What you will do ▸ A single number is required: how many lines in the entries hold the word "string".

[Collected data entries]

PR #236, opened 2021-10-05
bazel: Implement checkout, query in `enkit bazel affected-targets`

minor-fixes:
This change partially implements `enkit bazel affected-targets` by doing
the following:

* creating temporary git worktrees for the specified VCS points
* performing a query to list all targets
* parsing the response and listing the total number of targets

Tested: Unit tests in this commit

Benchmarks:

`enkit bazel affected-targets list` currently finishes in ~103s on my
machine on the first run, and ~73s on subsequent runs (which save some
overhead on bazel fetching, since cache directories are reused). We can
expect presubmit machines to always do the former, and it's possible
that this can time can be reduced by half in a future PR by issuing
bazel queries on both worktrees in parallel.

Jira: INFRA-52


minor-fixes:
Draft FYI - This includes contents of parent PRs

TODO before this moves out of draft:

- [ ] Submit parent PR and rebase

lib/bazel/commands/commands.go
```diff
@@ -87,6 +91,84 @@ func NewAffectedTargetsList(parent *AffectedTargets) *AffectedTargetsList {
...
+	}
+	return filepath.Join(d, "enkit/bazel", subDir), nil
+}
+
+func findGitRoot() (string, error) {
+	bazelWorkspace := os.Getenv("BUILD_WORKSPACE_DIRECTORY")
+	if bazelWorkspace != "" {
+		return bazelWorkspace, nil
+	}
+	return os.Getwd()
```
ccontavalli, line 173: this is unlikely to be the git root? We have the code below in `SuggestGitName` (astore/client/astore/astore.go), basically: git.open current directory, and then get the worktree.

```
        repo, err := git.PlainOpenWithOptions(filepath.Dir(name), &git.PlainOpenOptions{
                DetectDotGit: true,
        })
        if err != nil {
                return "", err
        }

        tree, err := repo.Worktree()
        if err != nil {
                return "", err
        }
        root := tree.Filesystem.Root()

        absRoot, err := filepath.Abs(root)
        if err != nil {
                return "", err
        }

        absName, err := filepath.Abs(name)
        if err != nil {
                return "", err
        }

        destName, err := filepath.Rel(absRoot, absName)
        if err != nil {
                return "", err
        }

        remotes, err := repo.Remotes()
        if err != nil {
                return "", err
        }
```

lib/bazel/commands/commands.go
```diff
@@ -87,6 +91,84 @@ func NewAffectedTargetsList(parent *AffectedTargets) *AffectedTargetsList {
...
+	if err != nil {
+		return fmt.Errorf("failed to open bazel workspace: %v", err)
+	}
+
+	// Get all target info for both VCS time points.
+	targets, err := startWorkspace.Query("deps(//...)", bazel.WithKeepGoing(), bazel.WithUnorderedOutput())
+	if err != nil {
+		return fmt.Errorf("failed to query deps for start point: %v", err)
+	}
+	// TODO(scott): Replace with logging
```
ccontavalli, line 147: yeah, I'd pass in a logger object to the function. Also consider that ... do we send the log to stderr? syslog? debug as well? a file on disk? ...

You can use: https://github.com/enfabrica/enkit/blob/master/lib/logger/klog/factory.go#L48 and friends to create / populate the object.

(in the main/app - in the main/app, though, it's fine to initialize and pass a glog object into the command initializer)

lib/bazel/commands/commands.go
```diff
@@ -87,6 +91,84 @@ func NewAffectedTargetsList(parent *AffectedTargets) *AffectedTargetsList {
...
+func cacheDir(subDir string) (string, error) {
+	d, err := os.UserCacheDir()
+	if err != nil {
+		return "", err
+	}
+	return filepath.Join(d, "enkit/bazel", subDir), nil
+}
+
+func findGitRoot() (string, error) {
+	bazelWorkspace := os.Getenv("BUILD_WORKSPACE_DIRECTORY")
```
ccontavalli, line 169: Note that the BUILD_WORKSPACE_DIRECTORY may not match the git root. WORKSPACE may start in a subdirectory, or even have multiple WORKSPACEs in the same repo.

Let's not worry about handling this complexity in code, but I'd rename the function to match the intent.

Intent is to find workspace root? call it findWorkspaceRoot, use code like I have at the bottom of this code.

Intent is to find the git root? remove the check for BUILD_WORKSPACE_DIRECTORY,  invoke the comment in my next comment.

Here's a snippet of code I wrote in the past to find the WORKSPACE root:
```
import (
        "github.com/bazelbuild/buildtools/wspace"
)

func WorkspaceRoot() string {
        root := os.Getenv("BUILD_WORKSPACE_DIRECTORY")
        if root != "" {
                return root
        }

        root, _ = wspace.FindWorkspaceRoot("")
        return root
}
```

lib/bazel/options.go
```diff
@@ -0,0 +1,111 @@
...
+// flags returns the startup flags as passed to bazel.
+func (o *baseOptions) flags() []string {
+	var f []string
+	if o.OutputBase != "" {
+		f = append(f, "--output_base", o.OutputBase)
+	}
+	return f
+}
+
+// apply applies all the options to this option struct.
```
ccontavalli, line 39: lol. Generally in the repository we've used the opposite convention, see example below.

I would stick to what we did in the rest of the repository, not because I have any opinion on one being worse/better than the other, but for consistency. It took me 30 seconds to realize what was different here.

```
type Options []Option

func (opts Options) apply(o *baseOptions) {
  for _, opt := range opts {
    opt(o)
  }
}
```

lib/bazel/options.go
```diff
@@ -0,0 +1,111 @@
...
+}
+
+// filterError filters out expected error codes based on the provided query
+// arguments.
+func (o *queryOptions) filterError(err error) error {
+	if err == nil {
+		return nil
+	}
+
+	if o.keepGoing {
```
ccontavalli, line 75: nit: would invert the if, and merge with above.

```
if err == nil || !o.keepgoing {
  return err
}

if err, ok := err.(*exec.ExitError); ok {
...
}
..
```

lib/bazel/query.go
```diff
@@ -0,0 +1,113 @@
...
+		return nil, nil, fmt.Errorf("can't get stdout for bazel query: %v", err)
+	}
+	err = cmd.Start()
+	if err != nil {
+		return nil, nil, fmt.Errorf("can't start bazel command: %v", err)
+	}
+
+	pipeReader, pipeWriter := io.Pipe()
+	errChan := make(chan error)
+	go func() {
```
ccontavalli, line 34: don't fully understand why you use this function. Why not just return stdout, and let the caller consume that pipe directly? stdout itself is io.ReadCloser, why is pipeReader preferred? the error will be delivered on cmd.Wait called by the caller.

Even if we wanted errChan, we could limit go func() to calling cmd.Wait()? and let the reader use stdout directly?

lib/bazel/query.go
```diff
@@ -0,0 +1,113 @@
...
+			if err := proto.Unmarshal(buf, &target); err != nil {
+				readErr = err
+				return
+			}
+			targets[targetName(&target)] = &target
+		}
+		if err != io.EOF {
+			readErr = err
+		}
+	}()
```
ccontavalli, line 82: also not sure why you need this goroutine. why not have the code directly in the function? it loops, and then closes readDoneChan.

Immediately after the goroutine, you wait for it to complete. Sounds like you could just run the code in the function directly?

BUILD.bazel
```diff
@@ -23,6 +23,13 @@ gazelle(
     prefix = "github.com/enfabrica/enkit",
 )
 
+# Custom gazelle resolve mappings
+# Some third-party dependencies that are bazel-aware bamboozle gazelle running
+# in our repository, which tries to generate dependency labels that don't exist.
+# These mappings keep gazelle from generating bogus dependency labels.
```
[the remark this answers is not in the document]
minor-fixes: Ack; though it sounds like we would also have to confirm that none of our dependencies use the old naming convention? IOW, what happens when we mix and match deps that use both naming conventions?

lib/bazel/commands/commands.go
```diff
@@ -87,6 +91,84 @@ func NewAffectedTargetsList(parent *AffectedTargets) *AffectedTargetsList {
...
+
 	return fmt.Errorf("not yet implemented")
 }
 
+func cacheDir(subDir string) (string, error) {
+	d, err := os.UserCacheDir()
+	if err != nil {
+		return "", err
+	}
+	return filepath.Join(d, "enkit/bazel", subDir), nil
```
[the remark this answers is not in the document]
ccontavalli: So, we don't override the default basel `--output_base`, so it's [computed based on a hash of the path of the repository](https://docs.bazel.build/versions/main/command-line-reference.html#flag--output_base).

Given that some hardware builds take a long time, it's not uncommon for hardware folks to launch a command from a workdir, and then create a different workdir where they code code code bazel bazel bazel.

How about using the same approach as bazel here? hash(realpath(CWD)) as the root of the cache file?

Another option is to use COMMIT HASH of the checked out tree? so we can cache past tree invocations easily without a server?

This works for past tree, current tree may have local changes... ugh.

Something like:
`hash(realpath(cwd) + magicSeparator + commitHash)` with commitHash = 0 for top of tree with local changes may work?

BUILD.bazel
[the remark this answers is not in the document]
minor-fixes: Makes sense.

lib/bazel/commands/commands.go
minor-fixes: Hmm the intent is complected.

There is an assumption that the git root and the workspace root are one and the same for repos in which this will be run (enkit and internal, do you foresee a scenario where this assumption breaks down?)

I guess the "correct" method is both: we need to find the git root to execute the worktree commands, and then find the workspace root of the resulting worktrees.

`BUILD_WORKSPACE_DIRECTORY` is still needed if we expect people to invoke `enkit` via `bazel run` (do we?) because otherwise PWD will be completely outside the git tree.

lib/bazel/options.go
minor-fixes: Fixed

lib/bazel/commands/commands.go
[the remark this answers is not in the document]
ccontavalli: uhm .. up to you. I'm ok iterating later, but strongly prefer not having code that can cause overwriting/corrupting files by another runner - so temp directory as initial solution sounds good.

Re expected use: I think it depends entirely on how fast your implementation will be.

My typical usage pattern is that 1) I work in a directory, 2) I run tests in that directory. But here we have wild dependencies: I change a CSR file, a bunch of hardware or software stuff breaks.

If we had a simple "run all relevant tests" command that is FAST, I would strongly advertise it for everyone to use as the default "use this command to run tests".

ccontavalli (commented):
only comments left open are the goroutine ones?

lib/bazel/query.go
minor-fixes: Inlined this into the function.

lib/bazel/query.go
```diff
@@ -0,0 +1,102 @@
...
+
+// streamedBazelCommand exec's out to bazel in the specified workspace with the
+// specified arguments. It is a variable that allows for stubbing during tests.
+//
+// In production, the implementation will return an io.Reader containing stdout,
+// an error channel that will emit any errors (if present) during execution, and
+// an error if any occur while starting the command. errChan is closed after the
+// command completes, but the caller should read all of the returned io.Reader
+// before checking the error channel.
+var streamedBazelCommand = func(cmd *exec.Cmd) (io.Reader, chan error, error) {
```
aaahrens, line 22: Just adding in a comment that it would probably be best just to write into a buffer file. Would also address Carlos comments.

...

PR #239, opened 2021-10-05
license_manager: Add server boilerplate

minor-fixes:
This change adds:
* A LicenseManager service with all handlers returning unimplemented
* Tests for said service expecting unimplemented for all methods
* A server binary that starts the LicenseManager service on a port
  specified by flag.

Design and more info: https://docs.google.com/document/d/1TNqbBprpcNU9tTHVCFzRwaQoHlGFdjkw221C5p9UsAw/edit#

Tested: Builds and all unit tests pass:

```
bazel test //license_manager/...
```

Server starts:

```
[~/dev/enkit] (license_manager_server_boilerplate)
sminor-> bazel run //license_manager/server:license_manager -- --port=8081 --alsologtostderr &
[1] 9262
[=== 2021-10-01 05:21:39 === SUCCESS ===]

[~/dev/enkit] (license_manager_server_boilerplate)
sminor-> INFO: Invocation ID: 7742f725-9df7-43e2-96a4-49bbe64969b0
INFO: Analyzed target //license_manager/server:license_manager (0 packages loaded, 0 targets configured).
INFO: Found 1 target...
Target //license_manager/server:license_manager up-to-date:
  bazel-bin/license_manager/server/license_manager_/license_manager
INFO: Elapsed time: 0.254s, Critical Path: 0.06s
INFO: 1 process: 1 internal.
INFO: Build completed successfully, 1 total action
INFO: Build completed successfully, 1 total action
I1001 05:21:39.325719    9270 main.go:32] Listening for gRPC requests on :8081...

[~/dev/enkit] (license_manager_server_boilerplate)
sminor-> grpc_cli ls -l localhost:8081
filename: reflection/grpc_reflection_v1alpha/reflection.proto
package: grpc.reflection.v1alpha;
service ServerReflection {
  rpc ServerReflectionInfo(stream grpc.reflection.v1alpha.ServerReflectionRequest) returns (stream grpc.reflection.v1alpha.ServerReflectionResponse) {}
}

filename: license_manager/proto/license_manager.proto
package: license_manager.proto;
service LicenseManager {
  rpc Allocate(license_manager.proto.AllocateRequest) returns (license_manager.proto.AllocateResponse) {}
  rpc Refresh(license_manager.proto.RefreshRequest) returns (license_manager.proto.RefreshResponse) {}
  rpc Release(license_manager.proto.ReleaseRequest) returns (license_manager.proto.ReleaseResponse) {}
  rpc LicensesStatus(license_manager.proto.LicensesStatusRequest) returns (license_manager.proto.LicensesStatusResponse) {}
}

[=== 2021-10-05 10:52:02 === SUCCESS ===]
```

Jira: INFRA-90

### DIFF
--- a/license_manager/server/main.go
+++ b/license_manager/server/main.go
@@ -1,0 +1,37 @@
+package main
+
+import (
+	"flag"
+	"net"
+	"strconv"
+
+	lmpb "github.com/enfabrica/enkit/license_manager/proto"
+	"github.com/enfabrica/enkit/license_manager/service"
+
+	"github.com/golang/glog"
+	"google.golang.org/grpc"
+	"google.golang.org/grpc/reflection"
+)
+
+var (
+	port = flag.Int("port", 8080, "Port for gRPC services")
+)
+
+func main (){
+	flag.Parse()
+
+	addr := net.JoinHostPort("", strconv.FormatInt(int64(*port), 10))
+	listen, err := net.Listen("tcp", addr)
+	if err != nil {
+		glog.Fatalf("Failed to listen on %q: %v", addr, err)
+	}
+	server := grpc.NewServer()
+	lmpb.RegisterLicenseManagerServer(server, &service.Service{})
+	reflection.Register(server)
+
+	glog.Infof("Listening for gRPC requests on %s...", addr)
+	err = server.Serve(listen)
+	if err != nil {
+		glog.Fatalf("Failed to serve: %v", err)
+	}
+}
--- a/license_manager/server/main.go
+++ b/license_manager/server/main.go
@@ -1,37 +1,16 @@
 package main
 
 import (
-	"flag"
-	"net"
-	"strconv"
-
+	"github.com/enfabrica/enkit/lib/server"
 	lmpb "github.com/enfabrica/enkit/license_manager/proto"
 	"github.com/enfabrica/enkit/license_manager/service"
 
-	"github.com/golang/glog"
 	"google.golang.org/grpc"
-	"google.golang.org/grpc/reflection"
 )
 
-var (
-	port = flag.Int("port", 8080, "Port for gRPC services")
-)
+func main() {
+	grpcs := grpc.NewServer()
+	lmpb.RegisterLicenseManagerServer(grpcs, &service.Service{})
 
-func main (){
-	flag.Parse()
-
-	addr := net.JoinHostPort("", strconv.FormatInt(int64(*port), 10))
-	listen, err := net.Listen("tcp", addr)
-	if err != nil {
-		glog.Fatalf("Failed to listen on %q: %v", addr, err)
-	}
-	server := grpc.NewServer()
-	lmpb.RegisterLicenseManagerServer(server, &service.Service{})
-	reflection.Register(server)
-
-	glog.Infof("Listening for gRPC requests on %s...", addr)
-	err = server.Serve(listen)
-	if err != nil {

Answer section ▸ 7